A combination of amivantamab and lazertinib therapy in the first-line treatment improved overall survival compared with the existing targeted therapy, osimertinib, in EGFR-mutated advanced lung cancer, a phase 3 trial showed.
A research team led by Professor Cho Byoung-chul of Yonsei Cancer Center’s Lung Cancer Center reported on Tuesday that in a multinational, randomized phase 3 trial involving untreated patients with EGFR-mutated, locally advanced or metastatic non-small cell lung cancer (NSCLC), the combination of amivantamab and lazertinib improved the three-year survival rate by 9 percentage points compared with the current standard therapy, osimertinib.

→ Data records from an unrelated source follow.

PR #77, opened 2020-11-25
Update to new (hopefully) injective MAC structure as discussed in the meeting and on-list

ekr:
I added a placeholder seq_num in order to put the tls12_cid in the right place. Note that I also did not add an iv_length. This is implicit in the ciphersuite selection and so you'd have to be making some quite strong assumptions to have the iv_length be necessary, it seems, and that's already the way things were *without* the CID, so presumably if those obtained you could still mount an attack.

### DIFF
--- a/draft-ietf-tls-dtls-connection-id.md
+++ b/draft-ietf-tls-dtls-connection-id.md
@@ -335,7 +335,7 @@ connection ID. The former always consists of a sequence number
 followed by some other content type than tls12_cid; the latter
 always consists of the seq_num_placeholder followed by tls12_cid.
 Although 2^64-1 is potentially a valid sequence number, tls12_cid
-will never be a valid CID when the connection ID is not in use.
+will never be a valid content type when the connection ID is not in use.
 In addition, the epoch and sequence_number are now fed into
 the MAC in the same order as they appear on the wire.
 
--- a/draft-ietf-tls-dtls-connection-id.md
+++ b/draft-ietf-tls-dtls-connection-id.md
@@ -367,7 +367,7 @@ data the following modification is made to the additional data calculation.
 
 ~~~
     additional_data = seq_num_placeholder +
-                      tls12_cid,
+                      tls12_cid +
                       cid_length +
                       tls12_cid +
                       DTLSCiphertext.version +
--- a/draft-ietf-tls-dtls-connection-id.md
+++ b/draft-ietf-tls-dtls-connection-id.md
@@ -315,8 +315,8 @@ described in {{RFC7366}}.
 ~~~
     MAC(MAC_write_key,
         seq_num_placeholder +
-        tls12_cid,
-        cid_length,
+        tls12_cid +
+        cid_length +
         tls12_cid +
         DTLSCiphertext.version +
         epoch +
@@ -348,8 +348,8 @@ described in {{RFC7366}}.
 ~~~
     MAC(MAC_write_key,
         seq_num_placeholder +
-        tls12_cid,
-        cid_length,
+        tls12_cid +
+        cid_length +
         tls12_cid +
         DTLSCiphertext.version +
         epoch +
--- a/draft-ietf-tls-dtls-connection-id.md
+++ b/draft-ietf-tls-dtls-connection-id.md
@@ -301,6 +301,9 @@ length_of_DTLSInnerPlaintext
 : The length (in bytes) of the serialised DTLSInnerPlaintext (two-byte integer).
   The length MUST NOT exceed 2^14.
 
+seq_num_placeholder
+: 8 bytes of 0xff
+
 Note "+" denotes concatenation.
 
 ## Block Ciphers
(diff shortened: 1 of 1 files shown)


ekr:
@kaduk WDYT?

kaduk (approved):
This looks good; thank you.
(I had a 'todo' note to check with you on who had the action-item here ... now I know!)

boaks:
In my opinion, there is no reason to use a fixed head with "0xff 0xff 0xff 0xff 0xff 0xff 0xff 0xff 0x19".

ekr:
Well, I think I've explained the rationale for it in the text. Do you believe that the claimed properties are incorrect or merely that they're not necessary?

boaks:
I understand your explanation to put 0xff 8 times in the front of the marker copy of tls_cid.  
Though that results in a fixed header of 9 bytes, I'm curious, why that should improve the MAC.
So back to my question before, why should there be the marker copy of the tls_cid in front at all?
It was said, that all versions use such marker (maybe that's also a misunderstanding). But at least, for 1.2, such markers wasn't the case.

So, the discussion starts with: 
Why should the `marker`, a copy of something, which is already in the MAC, be additionally at the begin?

Anyway, if the explanation gets too complex, and others don't feel curious as well, there is also no reason not to agree on that MAC definition of this PR; it could be obviously calculated.

boaks:
Let me add: I'm not too happy with this proposal. But I will be even more unhappy, if this turns into a endless discussion. I would prefer some signs from others (@thomas-fossati, @hannestschofenig), if they are OK with it. 
Not to start in some weeks again with discussing the MAC over and over ...

ekr:
The idea here is to provide domain separation between the MAC inputs when CID is in use and when it is not, for the reason Ben indicated, namely ensuring that an active attacker cannot create confusion about the inputs to the MAC.

When CID is not in use, the first bytes are the 8-byte epoch/seq and the content type. Thus, if we want to ensure that the input is different when in use, then we must have 8 placeholder bytes and a different content type (or some other fixed-position distinguisher).

boaks:
Isn't there is already a separator?
In my opinion, the record-type does already provide that!
All MAC starts with 8 bytes (epoch +seqn) followed by the record-type. Though that record-type of cid-records already differ from the other, non-cid, record-types, I simply don't see the benefit.
An non-cid application-record use 0x17 at the 9th byte, with cid an application-record use 0x19.

ekr:
Yes, that would be true if we weren't also moving the sequence number to make the DTLS header input into the MAC as-is rather than broken apart as it currently is. Once you've done that, then the type byte would be somewhere later in the packet -- in the version number if I am counting correctly.

boaks:
I start to understand:
In difference to RFC6347, now the header goes as on the wire into the MAC. 
For that, a artificial dummy header (fixed 9 byte) is put again in front of that, in order to ensure, that this differs from other records. Also as consequence, the cid-length is now between the dummy-header and the on-wire header.

thomas-fossati:
> I would prefer some signs from others (@thomas-fossati, @hannestschofenig), if they are OK with it.

LGTM

kaduk:
Good catch on the `+s not ,s`.  Still looks good.

draft-ietf-tls-dtls-connection-id.md
```diff
@@ -310,33 +313,51 @@ that do not use the with Encrypt-then-MAC processing
...
 ~~~
 
+The rationale behind this construction is to separate the MAC input
+for DTLS without the connection ID from the MAC input with the
+connection ID. The former always consists of a sequence number
+followed by some other content type than tls12_cid; the latter
+always consists of the seq_num_placeholder followed by tls12_cid.
+Although 2^64-1 is potentially a valid sequence number, tls12_cid
+will never be a valid CID when the connection ID is not in use.
+In addition, the epoch and sequence_number are now fed into
```
boaks, line 339: > will never be a valid CID when the connection ID is not in use.

I think, this should be:

> tls12_cid will never be one of the other content types when the connection ID is not in use.

The other MAC (when connection ID is not in use) uses the MAC of RFC5246 

```
MAC(MAC_write_key, seq_num +
                            TLSCompressed.type +
                            TLSCompressed.version +
                            TLSCompressed.length +
                            TLSCompressed.fragment);
```

not the one previously defined for this extension.

ekr: I'm not sure I follow the distinction you are trying to draw.

kaduk: I think we're looking for s/never be a valid CID/never be a valid content type/

ekr:
Duh. One more piece of evidence that it's hard to edit yourself. Updated.

draft-ietf-tls-dtls-connection-id.md
boaks: > I think we're looking for s/never be a valid CID/never be a valid content type/

Yes.

ekr: Thanks. Fixed.

chris-wood (approved):

chris-wood:
@seanturner this LGTM. Let's run this past the list!

draft-ietf-tls-dtls-connection-id.md
```diff
@@ -345,11 +366,14 @@ For ciphers utilizing authenticated encryption with additional
 data the following modification is made to the additional data calculation.
 
 ~~~
-    additional_data = seq_num +
+    additional_data = seq_num_placeholder +
+                      tls12_cid,
```
hannestschofenig:
```suggestion
                      tls12_cid +
```

hannestschofenig:
I am OK with the changes. It is time to wrap this work up.

PR #78, opened 2020-12-07
It is no longer true that an empty CID and no CID are the same

ekr:


chris-wood (approved):
Pending @hannestschofenig's approval, too.

hannestschofenig (approved):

The findings were published in the New England Journal of Medicine (impact factor 176). This marks the first time a Korean oncologist, Professor Cho Byoung-chul, has had three studies published in the prestigious journal, and also the first time clinical results of a homegrown cancer drug have appeared in NEJM twice.
EGFR-mutated NSCLC accounts for 25 to 40 percent of all lung cancer cases and is the most common subtype, with an estimated 450,000 new patients diagnosed globally each year. Until now, the standard first-line therapy, osimertinib, has shown a response rate of about 80 percent and a progression-free survival of 16 to 18 months. However, most patients eventually develop resistance.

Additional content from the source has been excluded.